----- SUPPLIED MATERIAL -----

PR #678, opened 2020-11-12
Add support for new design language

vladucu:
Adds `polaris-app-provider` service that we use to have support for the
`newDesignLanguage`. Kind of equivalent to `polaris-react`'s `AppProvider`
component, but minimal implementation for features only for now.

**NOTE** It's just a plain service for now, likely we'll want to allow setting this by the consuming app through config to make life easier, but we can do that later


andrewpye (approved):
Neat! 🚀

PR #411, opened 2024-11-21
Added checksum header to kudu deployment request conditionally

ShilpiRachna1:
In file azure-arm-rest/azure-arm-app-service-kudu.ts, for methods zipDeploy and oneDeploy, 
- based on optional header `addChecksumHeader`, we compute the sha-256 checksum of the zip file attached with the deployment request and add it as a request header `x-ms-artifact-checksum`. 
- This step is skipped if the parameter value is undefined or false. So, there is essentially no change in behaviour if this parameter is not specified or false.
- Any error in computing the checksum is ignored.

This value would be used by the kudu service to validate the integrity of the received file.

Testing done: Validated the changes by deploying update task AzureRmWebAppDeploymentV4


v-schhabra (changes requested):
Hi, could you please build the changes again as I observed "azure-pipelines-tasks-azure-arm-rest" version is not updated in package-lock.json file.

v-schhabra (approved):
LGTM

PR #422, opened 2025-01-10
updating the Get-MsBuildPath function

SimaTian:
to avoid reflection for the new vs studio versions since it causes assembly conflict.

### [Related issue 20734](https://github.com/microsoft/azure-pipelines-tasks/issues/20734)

-----
----- SUPPLIED MATERIAL -----

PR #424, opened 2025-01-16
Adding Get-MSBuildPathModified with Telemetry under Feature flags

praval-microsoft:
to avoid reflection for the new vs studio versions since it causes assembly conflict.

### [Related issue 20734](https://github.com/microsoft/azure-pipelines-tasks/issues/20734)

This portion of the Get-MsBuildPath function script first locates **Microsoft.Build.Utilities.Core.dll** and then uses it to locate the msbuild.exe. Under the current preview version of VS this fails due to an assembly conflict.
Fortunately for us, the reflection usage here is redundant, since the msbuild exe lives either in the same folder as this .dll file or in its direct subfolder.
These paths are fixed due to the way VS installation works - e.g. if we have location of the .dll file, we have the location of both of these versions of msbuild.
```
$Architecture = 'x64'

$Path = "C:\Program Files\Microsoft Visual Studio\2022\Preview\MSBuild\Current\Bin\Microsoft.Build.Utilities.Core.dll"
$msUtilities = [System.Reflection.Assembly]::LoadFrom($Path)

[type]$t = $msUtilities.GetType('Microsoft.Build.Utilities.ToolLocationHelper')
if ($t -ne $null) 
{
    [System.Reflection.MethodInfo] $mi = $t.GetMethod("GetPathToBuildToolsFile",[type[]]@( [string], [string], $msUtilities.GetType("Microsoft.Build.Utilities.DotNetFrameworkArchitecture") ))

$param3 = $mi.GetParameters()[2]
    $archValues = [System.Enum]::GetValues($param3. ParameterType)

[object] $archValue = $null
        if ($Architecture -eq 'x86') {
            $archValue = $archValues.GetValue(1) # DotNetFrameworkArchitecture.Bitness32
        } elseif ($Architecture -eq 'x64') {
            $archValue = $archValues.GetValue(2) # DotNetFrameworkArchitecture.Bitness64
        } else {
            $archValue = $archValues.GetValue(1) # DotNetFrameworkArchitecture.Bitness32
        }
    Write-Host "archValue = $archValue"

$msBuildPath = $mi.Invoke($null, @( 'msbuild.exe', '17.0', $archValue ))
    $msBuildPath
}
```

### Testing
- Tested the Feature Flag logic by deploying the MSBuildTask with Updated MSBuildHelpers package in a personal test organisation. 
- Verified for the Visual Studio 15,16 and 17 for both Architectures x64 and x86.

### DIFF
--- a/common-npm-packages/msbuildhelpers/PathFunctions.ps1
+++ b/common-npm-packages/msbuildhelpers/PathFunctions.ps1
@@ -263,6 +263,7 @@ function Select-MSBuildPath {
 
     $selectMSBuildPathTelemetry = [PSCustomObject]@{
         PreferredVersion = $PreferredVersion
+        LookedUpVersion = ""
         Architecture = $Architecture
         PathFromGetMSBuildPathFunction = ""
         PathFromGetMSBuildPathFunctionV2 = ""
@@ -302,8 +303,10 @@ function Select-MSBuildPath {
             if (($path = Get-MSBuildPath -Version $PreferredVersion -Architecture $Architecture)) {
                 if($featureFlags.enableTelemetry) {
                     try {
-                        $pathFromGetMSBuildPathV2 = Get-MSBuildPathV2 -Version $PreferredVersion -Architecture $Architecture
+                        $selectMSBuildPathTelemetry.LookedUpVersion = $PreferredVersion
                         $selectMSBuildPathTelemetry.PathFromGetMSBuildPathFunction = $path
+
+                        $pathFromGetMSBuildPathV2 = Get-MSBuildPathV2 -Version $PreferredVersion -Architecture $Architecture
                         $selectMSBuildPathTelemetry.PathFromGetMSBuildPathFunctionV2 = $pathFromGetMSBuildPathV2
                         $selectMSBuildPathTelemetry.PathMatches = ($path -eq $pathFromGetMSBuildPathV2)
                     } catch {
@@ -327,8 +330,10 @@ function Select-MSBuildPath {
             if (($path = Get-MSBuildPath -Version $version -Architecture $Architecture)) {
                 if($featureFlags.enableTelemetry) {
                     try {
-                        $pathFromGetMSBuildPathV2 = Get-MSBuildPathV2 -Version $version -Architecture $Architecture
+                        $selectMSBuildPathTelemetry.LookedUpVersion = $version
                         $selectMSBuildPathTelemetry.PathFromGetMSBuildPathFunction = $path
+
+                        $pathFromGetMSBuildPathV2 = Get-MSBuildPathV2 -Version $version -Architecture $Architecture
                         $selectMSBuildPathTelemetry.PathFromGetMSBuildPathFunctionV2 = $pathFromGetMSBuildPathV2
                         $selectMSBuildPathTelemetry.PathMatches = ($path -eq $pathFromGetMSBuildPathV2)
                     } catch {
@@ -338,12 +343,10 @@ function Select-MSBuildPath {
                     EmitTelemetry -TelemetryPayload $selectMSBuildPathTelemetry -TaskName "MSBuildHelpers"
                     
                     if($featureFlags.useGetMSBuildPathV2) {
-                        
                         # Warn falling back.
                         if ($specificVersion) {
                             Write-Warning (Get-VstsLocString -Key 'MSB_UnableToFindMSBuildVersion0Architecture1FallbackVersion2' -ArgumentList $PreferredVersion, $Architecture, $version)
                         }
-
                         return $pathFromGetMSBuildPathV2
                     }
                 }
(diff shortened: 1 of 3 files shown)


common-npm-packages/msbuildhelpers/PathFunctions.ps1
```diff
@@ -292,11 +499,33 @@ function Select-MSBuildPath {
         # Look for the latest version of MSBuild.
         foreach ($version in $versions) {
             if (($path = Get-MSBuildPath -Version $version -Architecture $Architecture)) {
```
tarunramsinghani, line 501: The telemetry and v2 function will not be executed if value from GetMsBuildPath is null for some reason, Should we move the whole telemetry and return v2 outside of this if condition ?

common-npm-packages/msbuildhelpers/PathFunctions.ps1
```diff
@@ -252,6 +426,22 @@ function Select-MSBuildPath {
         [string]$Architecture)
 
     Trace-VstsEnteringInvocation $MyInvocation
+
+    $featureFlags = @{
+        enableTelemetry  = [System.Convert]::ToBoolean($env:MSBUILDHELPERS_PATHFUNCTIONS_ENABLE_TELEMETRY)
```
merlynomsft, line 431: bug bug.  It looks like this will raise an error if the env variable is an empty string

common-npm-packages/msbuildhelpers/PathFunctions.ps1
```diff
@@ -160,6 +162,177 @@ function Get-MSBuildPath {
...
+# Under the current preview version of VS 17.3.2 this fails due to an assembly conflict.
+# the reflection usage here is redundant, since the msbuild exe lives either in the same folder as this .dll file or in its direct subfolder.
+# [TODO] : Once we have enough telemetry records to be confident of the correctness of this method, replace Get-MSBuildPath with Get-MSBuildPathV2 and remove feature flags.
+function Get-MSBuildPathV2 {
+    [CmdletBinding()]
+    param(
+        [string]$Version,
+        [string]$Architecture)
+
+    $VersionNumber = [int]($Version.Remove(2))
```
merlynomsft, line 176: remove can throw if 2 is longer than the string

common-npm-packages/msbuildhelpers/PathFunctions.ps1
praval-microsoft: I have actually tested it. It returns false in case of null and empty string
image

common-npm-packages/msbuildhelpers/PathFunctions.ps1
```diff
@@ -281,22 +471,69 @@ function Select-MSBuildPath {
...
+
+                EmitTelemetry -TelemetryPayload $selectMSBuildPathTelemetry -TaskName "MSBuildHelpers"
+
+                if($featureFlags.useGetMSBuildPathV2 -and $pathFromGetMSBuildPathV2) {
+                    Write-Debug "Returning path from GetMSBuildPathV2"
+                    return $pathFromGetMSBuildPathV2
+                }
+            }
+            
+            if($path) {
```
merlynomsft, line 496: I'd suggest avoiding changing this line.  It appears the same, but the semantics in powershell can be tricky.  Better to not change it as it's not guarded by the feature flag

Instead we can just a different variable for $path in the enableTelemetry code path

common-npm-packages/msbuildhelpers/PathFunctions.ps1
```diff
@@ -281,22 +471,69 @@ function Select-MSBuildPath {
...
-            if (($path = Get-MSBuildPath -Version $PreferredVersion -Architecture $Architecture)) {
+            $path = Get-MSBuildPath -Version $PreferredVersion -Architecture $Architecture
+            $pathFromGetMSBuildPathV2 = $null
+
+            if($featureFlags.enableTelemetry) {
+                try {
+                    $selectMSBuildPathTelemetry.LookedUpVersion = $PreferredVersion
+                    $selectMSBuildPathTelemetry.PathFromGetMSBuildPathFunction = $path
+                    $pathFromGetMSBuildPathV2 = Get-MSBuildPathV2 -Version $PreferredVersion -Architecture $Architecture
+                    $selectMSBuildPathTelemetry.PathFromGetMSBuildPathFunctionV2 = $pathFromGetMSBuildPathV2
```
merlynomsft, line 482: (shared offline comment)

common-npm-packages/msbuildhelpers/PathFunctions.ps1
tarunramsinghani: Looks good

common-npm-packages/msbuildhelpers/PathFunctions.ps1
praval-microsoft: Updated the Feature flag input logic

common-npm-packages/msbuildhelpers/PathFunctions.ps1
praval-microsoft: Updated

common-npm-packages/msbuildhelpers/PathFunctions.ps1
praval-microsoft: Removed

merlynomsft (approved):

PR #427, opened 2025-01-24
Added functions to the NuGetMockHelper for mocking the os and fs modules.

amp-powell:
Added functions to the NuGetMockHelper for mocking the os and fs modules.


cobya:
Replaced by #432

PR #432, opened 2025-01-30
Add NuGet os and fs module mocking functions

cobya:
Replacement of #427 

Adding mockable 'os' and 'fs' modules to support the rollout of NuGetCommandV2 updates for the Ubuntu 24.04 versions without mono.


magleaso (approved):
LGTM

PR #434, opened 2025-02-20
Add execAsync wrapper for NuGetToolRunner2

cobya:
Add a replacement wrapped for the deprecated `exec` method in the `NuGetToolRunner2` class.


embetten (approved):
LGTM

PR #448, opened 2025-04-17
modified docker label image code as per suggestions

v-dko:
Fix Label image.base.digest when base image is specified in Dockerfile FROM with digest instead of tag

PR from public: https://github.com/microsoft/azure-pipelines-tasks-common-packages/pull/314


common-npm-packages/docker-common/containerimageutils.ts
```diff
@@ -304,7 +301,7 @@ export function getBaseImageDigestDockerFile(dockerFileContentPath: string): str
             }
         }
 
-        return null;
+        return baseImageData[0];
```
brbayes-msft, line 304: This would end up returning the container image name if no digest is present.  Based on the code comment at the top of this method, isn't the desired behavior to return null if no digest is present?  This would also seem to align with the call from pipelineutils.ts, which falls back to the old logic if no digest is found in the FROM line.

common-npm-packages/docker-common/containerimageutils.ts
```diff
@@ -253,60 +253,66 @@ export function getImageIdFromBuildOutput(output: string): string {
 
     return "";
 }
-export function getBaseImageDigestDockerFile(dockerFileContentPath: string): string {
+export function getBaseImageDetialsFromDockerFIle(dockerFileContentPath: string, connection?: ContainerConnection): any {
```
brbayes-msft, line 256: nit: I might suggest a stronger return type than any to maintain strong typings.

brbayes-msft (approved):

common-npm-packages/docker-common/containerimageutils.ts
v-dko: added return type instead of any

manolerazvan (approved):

-----

Above is a listing; print exactly its lines from the one with "component, but minimal" through the one with "- based on optional", and no other lines.

component, but minimal implementation for features only for now.

**NOTE** It's just a plain service for now, likely we'll want to allow setting this by the consuming app through config to make life easier, but we can do that later


andrewpye (approved):
Neat! 🚀

PR #411, opened 2024-11-21
Added checksum header to kudu deployment request conditionally

ShilpiRachna1:
In file azure-arm-rest/azure-arm-app-service-kudu.ts, for methods zipDeploy and oneDeploy, 
- based on optional header `addChecksumHeader`, we compute the sha-256 checksum of the zip file attached with the deployment request and add it as a request header `x-ms-artifact-checksum`. 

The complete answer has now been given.